• Assignment: Copy each line of the entries below that contains the string "Encoder".

• Recorded information:
PR #102, opened 2022-05-12
Added Microsoft Authenticode structures

ancwrd1:
This PR adds Microsoft Authenticode structures based on PKCS7. They are used for signing PE executables.


XAMPPRocky:
Thank you for your PR!

PR #106, opened 2022-07-08
Allow buffer reuse in `Encoder`

### LINKED ISSUE #72: Allow using user-supplied buffer for encoding data?
Hi, I'm working on building a SNMP client and as an optimization to prevent allocating memory on every send/receive, I want to internally store a `Vec` in my client, however there doesn't appear to be a way to provide the `Encoder` a `&mut Vec<u8>` or `&mut [u8]` to encode into, which would be really useful!

repnop:
Fixes #72 

I think this should be sufficient for my use case, however I did have a question. I originally had a `new_set_with_buffer` but as `self.output()` doesn't actually use the `self.output` for the final encoding when `is_set_encoding: true` and is `mem::take(&mut self.output)`'d elsewhere, I felt like it would be pretty useless since the whole point is to allow reusing the buffer space for the final encoding, but this does kind of expose this implementation detail and could cause some confusion since there's a missing function, not entirely sure what a good solution is for this.

Let me know if there's anything else you'd like adjusted.

### DIFF
--- a/src/ber/enc.rs
+++ b/src/ber/enc.rs
@@ -57,6 +57,15 @@ impl Encoder {
         }
     }
 
+    /// Creates a new instance from the given `config` and a user-supplied
+    /// `Vec<u8>` buffer. This allows reuse of an existing buffer instead of
+    /// allocating a new encoding buffer each time an [`Encoder`] is created.
+    /// The buffer will be cleared before use.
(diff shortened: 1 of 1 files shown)


XAMPPRocky:

XAMPPRocky:
Also congrats on finding an ICE. 🙂

repnop:
well now, I didn't think my PR would do that much damage :smile:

• Written solution:
Allow buffer reuse in `Encoder`
Hi, I'm working on building a SNMP client and as an optimization to prevent allocating memory on every send/receive, I want to internally store a `Vec` in my client, however there doesn't appear to be a way to provide the `Encoder` a `&mut Vec<u8>` or `&mut [u8]` to encode into, which would be really useful!
@@ -57,6 +57,15 @@ impl Encoder {
+    /// allocating a new encoding buffer each time an [`Encoder`] is created.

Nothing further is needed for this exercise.